▸ Aim of the exercise
What follows is a listing; restate every line of it word for word.

▸ Data provided
====

PR #172, opened 2024-04-05
fix: fix feature bucketing logic

daniel-codecov:
Should close https://github.com/codecov/engineering-team/issues/1515. Refactors the bucketing logic so that users' assignments to variants never change even when the total rollout proportions change.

====

▸ Response
PR #172, opened 2024-04-05
fix: fix feature bucketing logic

daniel-codecov:
Should close https://github.com/codecov/engineering-team/issues/1515. Refactors the bucketing logic so that users' assignments to variants never change even when the total rollout proportions change.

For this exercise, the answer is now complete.